____ Data excerpts
PR #629, opened 2020-12-23
Add all buy-side tests for volume filter

debnil:
This PR adds all remaining buy-side tests for the volume filter function (`volumeFilterFn`). It extends #626 to the remaining combinations of filter mode and action.

### DIFF
--- a/plugins/volumeFilter_test.go
+++ b/plugins/volumeFilter_test.go
@@ -622,17 +622,17 @@ func TestVolumeFilterFn_BaseCap_Ignore(t *testing.T) {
________
Would you print each line of the listing again, unaltered?

Solved exercise
PR #629, opened 2020-12-23
Add all buy-side tests for volume filter

debnil:
This PR adds all remaining buy-side tests for the volume filter function (`volumeFilterFn`). It extends #626 to the remaining combinations of filter mode and action.

### DIFF
--- a/plugins/volumeFilter_test.go
+++ b/plugins/volumeFilter_test.go
@@ -622,17 +622,17 @@ func TestVolumeFilterFn_BaseCap_Ignore(t *testing.T) {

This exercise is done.